People often say that Jesus ministered to the Jews but not Gentiles. It is true that he met the latter only infrequently, Gentiles like the Roman Centurion (Matthew 8), the Syrophonecian woman (Mark 7), and the Samaritan woman at the well (John 4). But, here we are told that many from Syria and ‘beyond the Jordan’ were amongst the ‘followers of Jesus’. Sounds like a whole gaggle of gentiles.

 

Matthew is giving us a preview of Jesus’ ministries, which can be categorized as teaching, preaching, and healing.  In the current text (Chapter 4), the summary is followed by what is often called ‘The Sermon on the Mount’. A similar summary statement appears again at Chapter 9: 35-37. Immediately after that summary, the Twelve are sent out on a preaching and healing mission to the villages. There is a pattern to Matthew’s work.

 

So, conversion and discipleship are meant to be self-perpetuating. That is, mature Christians give birth to new fellowships, and so on and on.

 

The Kingdom of Heaven is near. Neither Israel nor America is the Kingdom of Heaven. However, there are citizens of Israel and citizens of America, and of India, and of Nigeria, and of Ukraine, and every nation who belong to the Kingdom of Heaven. God’s Dominion cuts across all secular boundaries, or rather ignores secular boundaries because the earthly kingdoms exist currents are irrelevant to the Kingdom of Heaven. It is not the nationality that counts, it is the heart and what flows from the heart.

 

Further, the Kingdom of Heaven is not something that we establish, something that we ourselves build, or something that we defend (as if we could). The Kingdom of Heaven is the place and time where God rules in people’s hearts. No boundaries, no such thing as Christian nations; rather the Kingdom is peopled by those around the world who have opened their hearts to Jesus and have focused their loyalty on God. Those people are our brothers and sisters, whatever their temporal nationality.  

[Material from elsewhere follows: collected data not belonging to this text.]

PR #1713, opened 2020-11-18
[no ticket]Fix docker spec due to deleted image

rtitle:
The `broadinstitute/leonardo-notebooks` image was deleted which broke this test. :)

It's probably good to test autodetection against a real DH aou image, although if we migrate off DH we might need to change this test again.

---

In all cases:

[1] I have just begun to read John Baur’s 2000 Years of Christianity in Africa: An African Church History, Second Revised Edition (1994). I am only 100 pages in, but it is so very clear that from the spread of Christianity in Egypt and Ethiopia in the Second Century through the Portuguese mission in the 16th century, mission practices were diluted and blunted by missionaries who pursued national power and economic goals. For example, Portuguese mission stations were often established in strategic places, that is, strategic to the military and trade interests of the Portuguese colonial project. If there was no gold or other valuable trade items to be had, the interior of Africa was reserved for slave raids. Even priests were involved in this lucrative trade.   

[2] Tasker, The Gospel According to Matthew, pages 56-57.

[3] Ben Witherington says: “In v. 17 the verb metanoeite means more than just to be sorry for or change one’s mind about. It means to make a radical life change, in this case to turn away from the patterns of sin and rebellion and turn back to God and to obedience to his will. This appeal to change is given urgency by what follows it—‘because the Dominion of God is at hand’.” Witherington, Matthew, page 95.